I even tried to change my accent, but it was (and is) not as easy as I thought.
I don't blame you, though. I guess society can be mean without realizing it at times.

To answer the original question: Germans usually try to pronounce English names in the original way as well, like the way French-speaking Canadians do.


----------



## clipper

I think this is a very cultural topic. English and French words in Spanish are almost always pronounced in a Spanish way, whereas French words in English often keep their original French pronunciation (or at least something similar). A good example of this is the word "croissant".

I have to admit to having changed the way I pronounce my own name so as to avoid having to repeat myself so often when speaking in Spanish...


----------



## Etcetera

Speaking not of proper names, but just some foreign words that you may occasionally insert into your speech when speaking your native language - I would certainly try to pronounce them the way they must be pronounced in the language they come from. Maybe with the exception of some words which are used now almost as often as "native"
Russian words (e.g., merchandiser, manager, etc; their Russian pronunciation reflects, to an extent, the original pronunciation.

I'm sure there was once a discussion on this topic.


----------



## palomnik

A complicated issue, and one that is in a state of flux, at least in the USA. Obviously, there are a lot of names that are not Anglo-Saxon in the States. Nevertheless, traditionally names have gotten anglicized in pronunciation, sometimes to a detrimental limit (a third generation Polish American friend I had named Wysocky actually pronounced his name "Why-SOCK-ee", i.e. as if questioning an order for a Japanese adult beverage) but of late there has been a marked tendency the other way. Some radio announcers of Hispanic heritage will pronounce any and all Hispanic names with a decidedly Spanish accent, like a little eruption of Spanish in the middle of an English sentence. Perhaps even stranger is the Chinese announcer that reproduces Chinese names in English broadcasts with the even the correct tones!

To me, this sounds stilted; if it is by the announcer's choice I would call it a sophomoric and ultimately inane expression of racial pride; if it is the station's policy (and I have heard these on US public radio) I would call it a misguided attempt at political correctness. I would never expect an announcer on a non-English speaking show to go out of his way to pronounce an English word with proper pronunciation.
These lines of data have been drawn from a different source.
PR #1955, opened 2024-12-05
Add `duplicate_of` column to `Record` class

PeterLombaers:
This pull request prepares for marking records as duplicate inside ASReview. It adds a column `duplicate_of` to the `Record` class. This column can contain a foreign key to the duplicate of a record. Any logic concerning how we actually fill this column is not part of this pull request and needs further discussion.

### DIFF
--- a/asreview/__init__.py
+++ b/asreview/__init__.py
@@ -12,6 +12,9 @@
 # See the License for the specific language governing permissions and
 # limitations under the License.
 
+from sqlalchemy import event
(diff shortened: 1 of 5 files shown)


J535D165 (approved):

PeterLombaers:
There is still a test that fails because I enabled sqlite to use foreing keys. Apparently a foreign key constraint in a test of webapp is violated? I could look into only enabling foreign keys for the data_store and not for the user database.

For that matter, even the English pronounce my (Irish) surname differently than it's pronounced in the USA. I would hardly expect any person to change his or her pronunciation to suit me.


----------



## BAS24

I usually play it by ear.  If I feel like the English word will be better understood, I will say it with Spanish accent. Also, it depends on the flow of the conversation. If I'm speaking English I don't interrupt the continuity of the sentence by throwing in a Spanish pronunciation. However, if it is the name of an organization which has not been translated by the organization and I am speaking Spanish, I pronounce it as I would in English. Upon reflection, it seems as if I have no set criterion and probably confuse more people than I help


----------



## viera

When I first arrived in France (from Toronto) I couldn't bring myself to pronounce brand names (Nivea, Palmolive, etc) with a French accent. After all, I _knew_ the _correct_ pronunciation, didn't I? But I learned fast, especiallly after a particularly embarrassing moment at the local pharmacy. I asked for Tampax, trying to keep a low profile. "Comment? comment?" was the reaction, the voices getting louder and louder, the people in the queue behind me becoming more and more interested, my face getting redder and redder.
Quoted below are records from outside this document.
PR #1972, opened 2024-12-12
Replace balance strategies by sample weight

PeterLombaers:
This pull request changes the balancers. Instead of sampling the training data, the balancer now computes a vector of sample weights. This is passed as an argument to `classifier.fit`. The hope is that this performs well enough that we do not need to use any other balancing. 

Currently the default ratio of `1.0` is used in the `Balanced` balancer. With this ratio the behavior is the same as passing `"balanced"` in `sklearn.utils.compute_sample_weight`. Some preliminary testing (n=1) seems to indicate that a ratio of `15.0` performs better, and is on par with the current asreview performance.

Some tests still fail because they import historic asreview files which still contain mentions of deprecated balance strategies. So we still need to consider how to read/convert these files.


jteijema:
Looks good! I look forward to using the class weight functionality of the classifiers themselves. Thanks! Ill make sure to work this into Makita/NEMO

jteijema:
Are there other balancing methods that might work with this new format aside from what the balancer does in this PR?

J535D165:
> Are there other balancing methods that might work with this new format aside from what the balancer does in this PR?

Most likely yes!

J535D165:
It was fun to work on this with you!

PR #1993, opened 2024-12-19
Fix dataset PRAGMA error on non SQLite webapp database

J535D165:


PeterLombaers (approved):
Thanks for fixing this!

asreview/state/sqlstate.py
```diff
@@ -89,7 +89,7 @@ def _conn(self):
         if hasattr(self, "_conn_cache"):
             return self._conn_cache
 
-        self._conn_cache = sqlite3.connect(str(self.fp))
+        self._conn_cache = sqlite3.connect(f"sqlite:///{self.fp}")
```
J535D165, line 92:
```suggestion
        self._conn_cache = sqlite3.connect(str(self.fp))
```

I accepted that if I wanted to be understood I had to pronounce things their way and today, with nary a qualm, I say: un coc*a*, elle-v*i*sse presse-l*e*s, un âme-bure-gu*e*rre. But I still can't quite manage to say le Scrâble with a French accent.


----------



## lewis3wa

I am from Alabama in the United States and am 61 years old.  With the exception of a few years I have lived in the South.  My speech is slower and I have difficulty with throaty and rapid  pronunciations.  Generally, while overseas, most people accept my limitations.  Therefore, I speak as if in the States.
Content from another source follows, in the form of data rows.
Issue #1999, opened 2025-01-09
Doc2Vec and Neural Net options are not installable in v1.6.3


irm-codebase:
**Describe the bug**
According to [this page in the docs](https://asreview.readthedocs.io/en/latest/project_create.html), it's recommended to re-run a screening a second time using fancier models. I'm attempting to do so with the recommended settings (doc2vec plus neural net).

However, attempting to install the necessary `asreview` extensions with the `tensorflow` or `gensim` options does not work in v1.6.3. There appears to be no way to get them to run with it.

**To Reproduce**

Here are three ways to trigger the problem(s):

- Running  `pip install asreview[gensim]` will tell you that the extra does not exist.

```
Pip subprocess error:
WARNING: asreview 1.6.3 does not provide the extra 'gensim'
WARNING: asreview 1.6.3 does not provide the extra 'gensim'
WARNING: asreview 1.6.3 does not provide the extra 'gensim'
```

- Running `pip install asreview[tensorflow]` or `pip install asreview[all]` results in a failure due to invalid `scikit-learn` naming:

```
Preparing metadata (setup.py) ... error
  error: subprocess-exited-with-error
  
  × python setup.py egg_info did not run successfully.
  │ exit code: 1
  ╰─> [15 lines of output]
      The 'sklearn' PyPI package is deprecated, use 'scikit-learn'
      rather than 'sklearn' for pip commands.
      
      Here is how to fix this error in the main use cases:
      - use 'pip install scikit-learn' rather than 'pip install sklearn'
      - replace 'sklearn' by 'scikit-learn' in your pip requirements files
        (requirements.txt, setup.py, setup.cfg, Pipfile, etc ...)
      - if the 'sklearn' package is used by one of your dependencies,
        it would be great if you take some time to track which package uses
        'sklearn' instead of 'scikit-learn' and report it to their issue tracker
      - as a last resort, set the environment variable
        SKLEARN_ALLOW_DEPRECATED_SKLEARN_PACKAGE_INSTALL=True to avoid this error
      
      More information is available at
      https://github.com/scikit-learn/sklearn-pypi-package
      [end of output]
  
  note: This error originates from a subprocess, and is likely not a problem with pip.
error: metadata-generation-failed

× Encountered error while generating package metadata.
╰─> See above for output.

note: This is an issue with the package mentioned above, not pip.
hint: See above for details.
```

**Screenshots**

[...]

PR #2003, opened 2025-01-10
Update project_create.rst with correct doc2vec optional

jteijema:


J535D165 (approved):

jteijema:
As a response to #1999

On my earlier trips, when trying to use local pronunciation, I received smiles or a laugh or two.


----------



## Diablo919

I listened to video in Dutch a while ago, and the guy was talking very fast, and all of a sudden you hear "drive by" in an American accent, so there's an example.


----------



## Outsider

I think it's almost impossible, when you're speaking a language at a natural pace, not to nativize the pronunciation of words from other languages. I find that trying to use the original pronunciation interferes with the flow of my speech. Probably, our brain and speech organs need to adjust to the phonology of the language we use in each utterance, so it's hard to switch back and forth in the middle of a sentence.

Also, you can come off as a pedant to some people if you insist on using the original pronunciation. As a language lover, I am of course a bit of a pedant, but even I have to admit that purist pronunciations often just get in the way of communication. I remain a pedant, but try not to be dogmatic about it.


----------



## Mate

*Moderator note: *


Please keep the discussion focused on the main questions:

 What accent are you going to use when pronouncing, say, your own name? 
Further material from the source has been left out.